NDAA, Gitmo comes to America
Earlier this year, prominent journalists and academics launched a lawsuit to challenge the legality of the section 1021 of the 2012 NDAA, a provision which would permit the military to detain anyone it suspects “substantially supports” al-Qaeda, the Taliban or associated forces. Among the plaintiffs in the lawsuit were Chris Hedges, Naomi Wolf, Noam Chomsky, Daniel Ellsberg and Birgitta Jonsdottir.

Seeking to clarify the judgement, the Obama administration claimed that Judge Forrest’s ruling applied only to those few plaintiffs named in the suit and not to the entire American population. In response to the president’s inquiry, Forrest wrote in a June 6 memo, “Put more bluntly, the May 16 order enjoined enforcement of Section 1021(b)(2) against anyone until further action by this, or a higher, court — or by Congress. This order should eliminate any doubt as to the May 16 order’s scope.”

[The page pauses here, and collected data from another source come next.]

PR #2044, opened 2023-04-04
(NOBIDS) add missing db indices, remove nulls sorting

peterbitfly:
adds missing db indices to improve the performance of the /validators page, removes nulls sorting for lastattestationslot column


D13ce (approved):
utACK

PR #2045, opened 2023-04-04
Bids 1806/add tooltips to rounded values

Eisei24:


utils/eth1.go
```diff
@@ -263,24 +263,25 @@ func FormatAddressLong(address string) template.HTML {
 
 }
 
-func FormatAmountFormated(amount *big.Int, unit string, digits int, maxPreCommaDigitsBeforeTrim int, fullAmountTooltip bool, smallUnit bool, newLineForUnit bool) template.HTML {
+func FormatAmountFormatted(amount *big.Int, unit string, digits int, maxPreCommaDigitsBeforeTrim int, fullAmountTooltip bool, smallUnit bool, newLineForUnit bool) template.HTML {
 	return formatAmount(amount, unit, digits, maxPreCommaDigitsBeforeTrim, fullAmountTooltip, smallUnit, newLineForUnit)
 }
 func FormatAmount(amount *big.Int, unit string, digits int) template.HTML {
-	return formatAmount(amount, unit, digits, 0, false, false, false)
```
Eisei24, line 270: The `fullAmountTooltip` parameter was set to false but not used and the tooltip was always shown.
So now that I actually use it I set the standard to true so that the behaviour stays the same.

D13ce (approved):
lgtm

PR #2051, opened 2023-04-04
(BIDS-1803) search in all tx's for hash

MauserBitfly:


db/bigtable_eth1.go
```diff
@@ -1772,6 +1772,28 @@ func (bigtable *Bigtable) GetAddressesNamesArMetadata(names *map[string]string,
...
+	ctx, cancel := context.WithDeadline(context.Background(), time.Now().Add(time.Second*30))
+	defer cancel()
+	key := fmt.Sprintf("%s:TX:%x", bigtable.chainId, txHash)
+	row, err := bigtable.tableData.ReadRow(ctx, key)
+
+	if err != nil {
+		return nil, err
+	}
+	if row == nil {
+		return nil, fmt.Errorf("tx not found %x", txHash)
```
D13ce, line 1785: Why not `return nil, nil` like done, for example, here:
https://github.com/gobitfly/eth2-beaconchain-explorer/blob/95278d95a21a3c493da5d9c078518bb89b356a76/db/bigtable_eth1.go#L2784

This would make it easier for you to handle the return value.

I honestly would not see this as an error.

handlers/search.go
```diff
@@ -135,11 +135,14 @@ func SearchAhead(w http.ResponseWriter, r *http.Request) {
 				http.Error(w, "Internal server error", http.StatusInternalServerError)
 				return
 			}
-			err = db.ReaderDb.Select(result, `
-				SELECT ENCODE(txhash::bytea, 'hex') AS txhash
-				FROM blocks_transactions
-				WHERE txhash = $1
-				ORDER BY block_slot LIMIT 10`, txHash)
+			tx, dbErr := db.BigtableClient.GetIndexedEth1Transaction(txHash)
```
D13ce, line 138: If you follow my comment for https://github.com/gobitfly/eth2-beaconchain-explorer/pull/2051/files#diff-143a07e5aa31442d87e5dd9584d1525fc98e8b2fef161a08af276d65f60184acR1785, you will not need `dbErr` here. You could use `err` directly.

D13ce (changes requested):
I suggest not treating un-indexed txs as errors, see my comments.

db/bigtable_eth1.go
MauserBitfly: Yea I thought the caller should decide what to do ... but yea let's keep it simple ;-)

handlers/search.go
MauserBitfly: ok

D13ce (approved):
lgtm

PR #2053, opened 2023-04-04
(BIDS-1819) Return CL and EL APR for API

Eisei24:
We round to 16 decimals because the normal APR also gets saved with that precision due to decimals package division.


LuccaBitfly (approved):
lgtm!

After signing the NDAA into law December of last year, the lawsuit was launched with the funding and support of help of civil rights activists. According to the Stop NDAA’s website, one of the main activist groups challenging the legality of the NDAA provision:

“In a nation where the definition of ‘terrorist’ appears to be ever-expanding, and where a series of laws passed since 9/11 have severely undermined Constitutional protections, the NDAA has gone too far. Key provisions in this law contain language that is so broad and vague, we believe it leaves many people, including journalists, war correspondents, outspoken activists, Occupy supporters, Tea Party members and others in imminent danger of harm as of March 1.”

American citizens are protected under the Constitution, which provides citizens the “right to due process,” a clause found in both the 5th and 14th amendments. Both amendments state succinctly, “[N]or shall any person be deprived of life, liberty, or property, without due process of law.”

Due process has historically been interpreted to include the right to legal representation and a speedy trial. Most importantly, Americans must be formally charged with a crime in order to be tried in court. If upheld, the NDAA would have reversed the right to due process, granting broad military authority to detain U.S. citizens without charge.

“Free Press” not so free
Additionally, the NDAA provision that was struck down would have impeded the work of journalists, many of whom interview known terrorists, criminals and combatants as a necessary part of war reporting. Naomi Wolf, a colleague of Chris Hedges and prominent journalist, describes her support for the legal challenge in a March 28 Guardian newspaper article, “The Reason I’m Helping Chris Hedges’ Lawsuit Against the NDAA,” writing:

“I have discussed the terms of the Homeland Battlefield Bill – also known as the National Defense Authorization Act – with numerous other journalists, writers, and members of democracy-supporting organizations across the political spectrum, from the Bill of Rights Defense Committee to the Tenth Amendment Center. I have also discussed the bill with various political leaders, including city council members and legislators, who span the political spectrum in the United States. They all agree that the bill can potentially affect an American journalist who meets with and publishes reports on individuals connected to organizations deemed terrorist by the United States government.”

Wolf of course draws the important distinction saying that she does not in any way support terrorism, but believes that reporting on these issues is an important, necessary function of a free press. This type of reporting, as most would agree is necessary, provides Americans with information on critical issues affecting national security and foreign policy.